WHAT THIS TASK INVOLVES –
Go through the data below and copy each line that includes "threshold".

==================================================

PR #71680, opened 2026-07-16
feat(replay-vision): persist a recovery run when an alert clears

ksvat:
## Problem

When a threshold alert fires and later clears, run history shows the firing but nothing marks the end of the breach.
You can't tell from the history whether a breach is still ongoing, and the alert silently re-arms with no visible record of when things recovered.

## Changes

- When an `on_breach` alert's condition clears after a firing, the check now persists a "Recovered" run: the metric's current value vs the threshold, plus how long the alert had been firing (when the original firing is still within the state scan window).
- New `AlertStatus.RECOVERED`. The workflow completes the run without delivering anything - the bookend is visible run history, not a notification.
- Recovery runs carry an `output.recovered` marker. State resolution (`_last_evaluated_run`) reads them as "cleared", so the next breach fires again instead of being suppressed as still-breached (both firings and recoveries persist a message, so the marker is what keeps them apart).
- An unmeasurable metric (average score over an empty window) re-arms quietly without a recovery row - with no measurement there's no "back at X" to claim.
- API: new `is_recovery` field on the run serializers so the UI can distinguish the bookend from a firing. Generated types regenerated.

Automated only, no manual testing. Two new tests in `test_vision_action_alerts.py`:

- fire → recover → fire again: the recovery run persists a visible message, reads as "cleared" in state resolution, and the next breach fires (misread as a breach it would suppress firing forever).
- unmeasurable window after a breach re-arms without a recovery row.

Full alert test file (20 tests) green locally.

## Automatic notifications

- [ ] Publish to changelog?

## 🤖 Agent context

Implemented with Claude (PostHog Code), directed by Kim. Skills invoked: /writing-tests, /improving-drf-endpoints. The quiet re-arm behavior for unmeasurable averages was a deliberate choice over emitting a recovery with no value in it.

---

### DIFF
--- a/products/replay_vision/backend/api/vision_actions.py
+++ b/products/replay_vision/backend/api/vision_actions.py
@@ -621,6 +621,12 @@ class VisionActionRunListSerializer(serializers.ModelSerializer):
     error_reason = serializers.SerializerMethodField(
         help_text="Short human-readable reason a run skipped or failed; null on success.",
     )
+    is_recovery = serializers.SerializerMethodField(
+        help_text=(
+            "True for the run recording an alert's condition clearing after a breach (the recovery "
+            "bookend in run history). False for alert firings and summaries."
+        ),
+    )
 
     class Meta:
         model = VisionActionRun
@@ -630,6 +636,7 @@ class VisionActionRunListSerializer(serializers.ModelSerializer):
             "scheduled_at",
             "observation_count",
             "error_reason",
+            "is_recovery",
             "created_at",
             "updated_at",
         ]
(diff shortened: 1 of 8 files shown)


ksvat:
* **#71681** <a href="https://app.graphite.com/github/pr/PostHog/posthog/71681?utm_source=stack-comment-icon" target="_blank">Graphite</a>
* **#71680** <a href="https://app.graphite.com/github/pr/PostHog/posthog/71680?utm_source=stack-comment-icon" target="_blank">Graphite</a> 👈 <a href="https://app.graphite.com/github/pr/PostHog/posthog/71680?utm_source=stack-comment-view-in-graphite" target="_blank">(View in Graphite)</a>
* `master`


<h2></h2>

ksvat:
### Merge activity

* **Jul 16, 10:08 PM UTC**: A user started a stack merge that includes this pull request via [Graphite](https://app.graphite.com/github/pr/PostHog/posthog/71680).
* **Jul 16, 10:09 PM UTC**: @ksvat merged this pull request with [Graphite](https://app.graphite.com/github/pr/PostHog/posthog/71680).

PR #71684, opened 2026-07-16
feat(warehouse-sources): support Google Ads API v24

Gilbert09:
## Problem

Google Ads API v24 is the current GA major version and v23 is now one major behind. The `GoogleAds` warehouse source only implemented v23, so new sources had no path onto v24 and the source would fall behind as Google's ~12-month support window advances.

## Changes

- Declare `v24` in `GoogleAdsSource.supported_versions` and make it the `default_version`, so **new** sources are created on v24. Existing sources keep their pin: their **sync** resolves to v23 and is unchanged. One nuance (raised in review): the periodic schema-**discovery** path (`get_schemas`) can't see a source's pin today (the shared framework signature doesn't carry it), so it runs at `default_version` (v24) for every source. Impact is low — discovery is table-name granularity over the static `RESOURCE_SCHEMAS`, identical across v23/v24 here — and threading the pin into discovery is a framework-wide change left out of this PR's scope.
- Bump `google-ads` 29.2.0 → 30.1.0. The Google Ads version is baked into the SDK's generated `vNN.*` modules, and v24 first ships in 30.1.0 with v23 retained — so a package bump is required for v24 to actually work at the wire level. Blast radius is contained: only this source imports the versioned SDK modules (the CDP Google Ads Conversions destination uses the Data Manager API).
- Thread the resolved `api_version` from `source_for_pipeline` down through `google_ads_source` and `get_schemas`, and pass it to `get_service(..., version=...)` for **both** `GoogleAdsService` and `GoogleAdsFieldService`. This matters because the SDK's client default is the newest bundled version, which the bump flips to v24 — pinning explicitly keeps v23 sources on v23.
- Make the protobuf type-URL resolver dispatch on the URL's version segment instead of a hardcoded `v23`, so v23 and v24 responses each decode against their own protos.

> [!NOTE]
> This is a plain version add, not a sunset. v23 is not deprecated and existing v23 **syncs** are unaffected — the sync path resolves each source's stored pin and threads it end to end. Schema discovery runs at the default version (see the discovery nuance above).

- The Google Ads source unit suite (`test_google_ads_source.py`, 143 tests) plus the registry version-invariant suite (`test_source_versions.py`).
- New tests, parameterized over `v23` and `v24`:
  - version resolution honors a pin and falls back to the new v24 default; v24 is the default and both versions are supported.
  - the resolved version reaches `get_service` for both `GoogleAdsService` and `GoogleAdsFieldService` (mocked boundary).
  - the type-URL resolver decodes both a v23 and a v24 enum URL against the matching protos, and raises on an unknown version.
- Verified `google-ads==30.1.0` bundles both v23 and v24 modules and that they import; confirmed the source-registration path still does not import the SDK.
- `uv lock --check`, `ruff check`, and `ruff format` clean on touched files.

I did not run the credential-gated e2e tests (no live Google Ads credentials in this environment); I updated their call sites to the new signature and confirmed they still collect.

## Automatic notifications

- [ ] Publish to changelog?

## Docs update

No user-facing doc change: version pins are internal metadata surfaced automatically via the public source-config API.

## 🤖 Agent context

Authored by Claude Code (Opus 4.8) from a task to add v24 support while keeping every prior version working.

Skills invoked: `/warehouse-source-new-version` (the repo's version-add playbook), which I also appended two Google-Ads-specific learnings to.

==================================================

RESULT BELOW –
When a threshold alert fires and later clears, run history shows the firing but nothing marks the end of the breach.
- When an `on_breach` alert's condition clears after a firing, the check now persists a "Recovered" run: the metric's current value vs the threshold, plus how long the alert had been firing (when the original firing is still within the state scan window).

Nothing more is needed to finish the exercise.